START Entries supplied

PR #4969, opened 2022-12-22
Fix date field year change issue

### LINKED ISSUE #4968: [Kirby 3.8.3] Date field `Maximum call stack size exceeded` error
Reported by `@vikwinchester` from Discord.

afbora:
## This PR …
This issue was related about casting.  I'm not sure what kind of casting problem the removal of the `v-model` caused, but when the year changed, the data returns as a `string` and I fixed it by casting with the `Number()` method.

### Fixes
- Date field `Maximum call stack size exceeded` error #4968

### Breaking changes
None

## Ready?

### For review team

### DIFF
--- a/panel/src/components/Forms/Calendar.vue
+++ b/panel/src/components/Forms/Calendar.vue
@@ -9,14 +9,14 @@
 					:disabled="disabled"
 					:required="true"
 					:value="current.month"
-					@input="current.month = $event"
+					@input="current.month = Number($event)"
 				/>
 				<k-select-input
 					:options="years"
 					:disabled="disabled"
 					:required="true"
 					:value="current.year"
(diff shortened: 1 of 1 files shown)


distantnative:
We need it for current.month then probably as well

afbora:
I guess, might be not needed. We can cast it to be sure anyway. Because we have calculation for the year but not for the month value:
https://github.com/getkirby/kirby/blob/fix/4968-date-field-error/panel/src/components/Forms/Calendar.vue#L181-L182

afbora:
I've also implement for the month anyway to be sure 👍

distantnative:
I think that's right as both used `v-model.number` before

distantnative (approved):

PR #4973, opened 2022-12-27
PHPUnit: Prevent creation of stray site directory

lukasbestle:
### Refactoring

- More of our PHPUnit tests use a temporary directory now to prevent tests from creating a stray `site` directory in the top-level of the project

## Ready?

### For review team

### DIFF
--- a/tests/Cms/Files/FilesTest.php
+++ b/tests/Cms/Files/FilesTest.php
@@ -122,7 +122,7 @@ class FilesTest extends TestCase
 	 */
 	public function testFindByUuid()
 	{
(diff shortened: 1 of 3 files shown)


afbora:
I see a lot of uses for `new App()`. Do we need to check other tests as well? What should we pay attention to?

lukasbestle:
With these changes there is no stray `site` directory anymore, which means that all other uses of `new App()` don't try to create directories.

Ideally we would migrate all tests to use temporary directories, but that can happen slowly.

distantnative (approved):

END Entries supplied
START Entries supplied

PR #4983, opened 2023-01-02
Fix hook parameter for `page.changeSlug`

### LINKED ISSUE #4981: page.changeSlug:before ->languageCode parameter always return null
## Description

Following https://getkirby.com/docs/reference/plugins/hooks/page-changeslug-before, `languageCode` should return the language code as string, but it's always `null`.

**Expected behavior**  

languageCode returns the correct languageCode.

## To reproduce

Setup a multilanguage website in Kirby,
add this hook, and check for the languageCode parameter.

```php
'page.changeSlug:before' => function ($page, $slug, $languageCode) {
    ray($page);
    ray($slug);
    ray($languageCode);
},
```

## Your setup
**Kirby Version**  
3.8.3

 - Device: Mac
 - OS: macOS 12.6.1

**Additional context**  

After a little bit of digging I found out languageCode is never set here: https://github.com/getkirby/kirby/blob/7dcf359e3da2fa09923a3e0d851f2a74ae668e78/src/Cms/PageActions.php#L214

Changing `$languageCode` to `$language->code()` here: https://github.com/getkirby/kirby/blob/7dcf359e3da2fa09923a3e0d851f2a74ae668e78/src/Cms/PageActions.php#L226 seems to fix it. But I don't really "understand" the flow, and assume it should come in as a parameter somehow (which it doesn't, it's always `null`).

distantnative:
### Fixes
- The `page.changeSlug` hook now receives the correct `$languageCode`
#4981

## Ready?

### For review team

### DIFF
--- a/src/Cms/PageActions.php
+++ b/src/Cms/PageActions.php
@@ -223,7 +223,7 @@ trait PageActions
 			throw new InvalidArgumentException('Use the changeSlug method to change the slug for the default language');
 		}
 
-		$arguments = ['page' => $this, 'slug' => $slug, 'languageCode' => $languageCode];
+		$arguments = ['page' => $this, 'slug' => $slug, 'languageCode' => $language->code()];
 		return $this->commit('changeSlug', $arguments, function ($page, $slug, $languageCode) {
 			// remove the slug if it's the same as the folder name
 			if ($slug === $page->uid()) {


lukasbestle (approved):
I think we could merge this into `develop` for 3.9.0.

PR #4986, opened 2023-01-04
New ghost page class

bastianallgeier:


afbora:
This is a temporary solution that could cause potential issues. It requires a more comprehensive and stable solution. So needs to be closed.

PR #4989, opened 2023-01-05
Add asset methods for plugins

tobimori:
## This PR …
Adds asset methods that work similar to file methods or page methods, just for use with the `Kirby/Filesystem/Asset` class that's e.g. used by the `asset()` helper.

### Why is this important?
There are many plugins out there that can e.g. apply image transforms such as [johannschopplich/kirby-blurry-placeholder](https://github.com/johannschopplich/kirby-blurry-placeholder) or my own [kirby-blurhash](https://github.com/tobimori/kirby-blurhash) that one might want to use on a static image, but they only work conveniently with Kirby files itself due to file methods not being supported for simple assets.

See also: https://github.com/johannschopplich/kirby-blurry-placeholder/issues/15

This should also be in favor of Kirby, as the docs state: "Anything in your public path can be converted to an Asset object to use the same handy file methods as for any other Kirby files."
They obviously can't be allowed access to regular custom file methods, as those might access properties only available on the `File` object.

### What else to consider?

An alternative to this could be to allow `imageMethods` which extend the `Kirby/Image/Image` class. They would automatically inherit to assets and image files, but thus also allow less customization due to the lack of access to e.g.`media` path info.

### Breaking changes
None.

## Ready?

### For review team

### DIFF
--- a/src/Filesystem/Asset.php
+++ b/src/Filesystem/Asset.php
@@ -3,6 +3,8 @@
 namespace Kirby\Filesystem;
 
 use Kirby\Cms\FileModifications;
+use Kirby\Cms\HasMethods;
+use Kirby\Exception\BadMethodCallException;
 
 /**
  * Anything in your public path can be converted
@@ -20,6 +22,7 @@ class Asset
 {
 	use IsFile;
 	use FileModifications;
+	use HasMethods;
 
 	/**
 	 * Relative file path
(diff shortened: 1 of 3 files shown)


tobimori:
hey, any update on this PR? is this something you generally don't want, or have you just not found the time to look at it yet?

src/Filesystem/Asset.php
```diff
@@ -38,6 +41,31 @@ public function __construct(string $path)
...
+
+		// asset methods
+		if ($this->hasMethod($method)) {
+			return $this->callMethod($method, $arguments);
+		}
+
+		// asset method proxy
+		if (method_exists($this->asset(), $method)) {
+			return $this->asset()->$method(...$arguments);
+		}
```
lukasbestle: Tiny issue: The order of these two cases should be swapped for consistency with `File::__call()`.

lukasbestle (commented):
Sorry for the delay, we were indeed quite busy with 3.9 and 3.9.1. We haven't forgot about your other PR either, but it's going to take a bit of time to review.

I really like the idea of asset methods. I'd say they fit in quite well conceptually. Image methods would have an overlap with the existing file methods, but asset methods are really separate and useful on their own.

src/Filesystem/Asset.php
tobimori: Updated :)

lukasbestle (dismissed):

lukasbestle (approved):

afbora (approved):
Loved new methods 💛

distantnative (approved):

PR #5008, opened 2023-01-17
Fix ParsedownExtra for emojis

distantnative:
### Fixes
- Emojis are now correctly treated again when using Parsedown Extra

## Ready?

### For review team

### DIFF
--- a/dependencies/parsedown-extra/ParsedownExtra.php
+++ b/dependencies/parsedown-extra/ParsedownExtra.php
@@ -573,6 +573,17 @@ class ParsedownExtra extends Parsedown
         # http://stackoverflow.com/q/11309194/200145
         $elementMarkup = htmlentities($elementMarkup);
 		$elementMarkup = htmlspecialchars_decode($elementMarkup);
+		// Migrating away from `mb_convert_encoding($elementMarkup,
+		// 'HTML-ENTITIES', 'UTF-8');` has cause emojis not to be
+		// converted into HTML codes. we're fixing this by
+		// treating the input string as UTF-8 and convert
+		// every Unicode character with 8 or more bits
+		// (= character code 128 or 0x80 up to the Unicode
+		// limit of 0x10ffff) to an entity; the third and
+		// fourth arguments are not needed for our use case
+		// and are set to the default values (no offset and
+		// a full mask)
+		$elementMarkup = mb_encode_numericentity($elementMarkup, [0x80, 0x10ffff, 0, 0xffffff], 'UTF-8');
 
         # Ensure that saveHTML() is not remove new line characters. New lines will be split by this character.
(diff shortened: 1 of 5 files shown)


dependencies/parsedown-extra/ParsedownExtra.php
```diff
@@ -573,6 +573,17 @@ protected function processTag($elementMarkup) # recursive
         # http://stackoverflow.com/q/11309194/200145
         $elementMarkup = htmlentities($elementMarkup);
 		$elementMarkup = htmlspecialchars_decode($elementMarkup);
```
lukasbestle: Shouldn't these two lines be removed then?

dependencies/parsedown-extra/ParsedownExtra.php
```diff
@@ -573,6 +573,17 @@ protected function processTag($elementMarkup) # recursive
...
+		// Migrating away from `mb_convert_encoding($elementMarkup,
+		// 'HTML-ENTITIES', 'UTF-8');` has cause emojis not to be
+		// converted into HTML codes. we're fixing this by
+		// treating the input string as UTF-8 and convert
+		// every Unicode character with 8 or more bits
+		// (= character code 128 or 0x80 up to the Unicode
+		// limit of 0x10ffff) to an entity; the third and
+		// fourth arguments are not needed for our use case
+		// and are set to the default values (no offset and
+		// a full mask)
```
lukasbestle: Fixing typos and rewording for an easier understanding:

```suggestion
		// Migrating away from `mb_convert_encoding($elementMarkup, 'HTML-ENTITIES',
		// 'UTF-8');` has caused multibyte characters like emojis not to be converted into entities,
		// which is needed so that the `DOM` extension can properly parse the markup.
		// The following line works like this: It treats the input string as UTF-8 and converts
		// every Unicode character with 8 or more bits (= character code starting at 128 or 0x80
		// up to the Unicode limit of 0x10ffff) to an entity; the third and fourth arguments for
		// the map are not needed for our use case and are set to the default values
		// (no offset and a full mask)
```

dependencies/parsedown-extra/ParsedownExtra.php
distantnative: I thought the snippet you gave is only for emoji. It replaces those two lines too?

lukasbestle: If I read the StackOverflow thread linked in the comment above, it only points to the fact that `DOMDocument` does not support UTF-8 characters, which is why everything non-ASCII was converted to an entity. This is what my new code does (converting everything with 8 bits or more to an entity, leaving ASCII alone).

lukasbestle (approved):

END Entries supplied
START Entries supplied

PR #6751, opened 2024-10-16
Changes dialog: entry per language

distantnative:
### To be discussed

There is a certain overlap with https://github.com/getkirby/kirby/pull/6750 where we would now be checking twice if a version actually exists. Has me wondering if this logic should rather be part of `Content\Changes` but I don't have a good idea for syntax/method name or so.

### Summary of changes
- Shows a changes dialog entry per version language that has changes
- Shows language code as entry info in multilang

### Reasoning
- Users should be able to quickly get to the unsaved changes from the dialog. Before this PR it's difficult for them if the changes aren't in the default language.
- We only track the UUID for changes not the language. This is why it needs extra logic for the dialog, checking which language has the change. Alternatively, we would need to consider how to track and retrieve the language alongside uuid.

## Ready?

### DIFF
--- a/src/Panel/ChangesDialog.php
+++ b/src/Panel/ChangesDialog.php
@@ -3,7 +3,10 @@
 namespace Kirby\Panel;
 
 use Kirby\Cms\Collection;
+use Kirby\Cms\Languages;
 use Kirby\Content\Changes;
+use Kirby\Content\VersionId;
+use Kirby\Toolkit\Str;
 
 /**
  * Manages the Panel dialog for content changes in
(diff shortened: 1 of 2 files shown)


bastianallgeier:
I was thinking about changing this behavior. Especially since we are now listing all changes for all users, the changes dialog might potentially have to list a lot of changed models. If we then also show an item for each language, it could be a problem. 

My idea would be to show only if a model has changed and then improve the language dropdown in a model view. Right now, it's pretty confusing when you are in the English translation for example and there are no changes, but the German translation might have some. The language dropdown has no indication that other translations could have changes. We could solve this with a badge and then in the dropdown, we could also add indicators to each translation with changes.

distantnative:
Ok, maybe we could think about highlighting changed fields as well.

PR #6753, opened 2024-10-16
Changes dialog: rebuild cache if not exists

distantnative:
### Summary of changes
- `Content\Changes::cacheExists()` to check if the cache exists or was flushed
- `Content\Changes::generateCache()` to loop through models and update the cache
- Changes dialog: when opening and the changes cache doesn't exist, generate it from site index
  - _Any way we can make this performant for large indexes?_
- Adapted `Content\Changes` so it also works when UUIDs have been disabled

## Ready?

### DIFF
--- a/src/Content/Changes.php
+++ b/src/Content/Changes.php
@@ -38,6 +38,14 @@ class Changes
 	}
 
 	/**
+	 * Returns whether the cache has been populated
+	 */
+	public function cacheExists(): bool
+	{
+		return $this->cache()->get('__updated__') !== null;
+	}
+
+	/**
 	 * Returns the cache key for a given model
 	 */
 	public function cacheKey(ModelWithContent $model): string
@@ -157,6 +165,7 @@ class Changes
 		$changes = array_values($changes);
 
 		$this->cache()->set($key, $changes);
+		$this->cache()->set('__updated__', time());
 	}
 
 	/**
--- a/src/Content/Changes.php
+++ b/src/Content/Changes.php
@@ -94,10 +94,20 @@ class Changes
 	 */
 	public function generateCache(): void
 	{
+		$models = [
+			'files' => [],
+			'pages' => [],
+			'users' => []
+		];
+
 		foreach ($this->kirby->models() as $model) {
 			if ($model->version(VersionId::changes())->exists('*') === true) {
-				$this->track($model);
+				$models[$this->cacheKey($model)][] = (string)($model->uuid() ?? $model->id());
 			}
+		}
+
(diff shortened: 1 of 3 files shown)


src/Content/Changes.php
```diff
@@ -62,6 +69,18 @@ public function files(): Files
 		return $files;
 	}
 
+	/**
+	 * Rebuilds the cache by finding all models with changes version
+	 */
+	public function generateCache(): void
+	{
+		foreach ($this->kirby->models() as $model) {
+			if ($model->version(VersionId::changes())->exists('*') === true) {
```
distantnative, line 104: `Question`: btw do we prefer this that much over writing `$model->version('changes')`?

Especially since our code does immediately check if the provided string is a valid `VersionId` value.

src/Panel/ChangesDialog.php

END Entries supplied

— The task —
From the entries above, work out how many lines include "blob"; the number is the only answer wanted.

— Answer to the problem —
3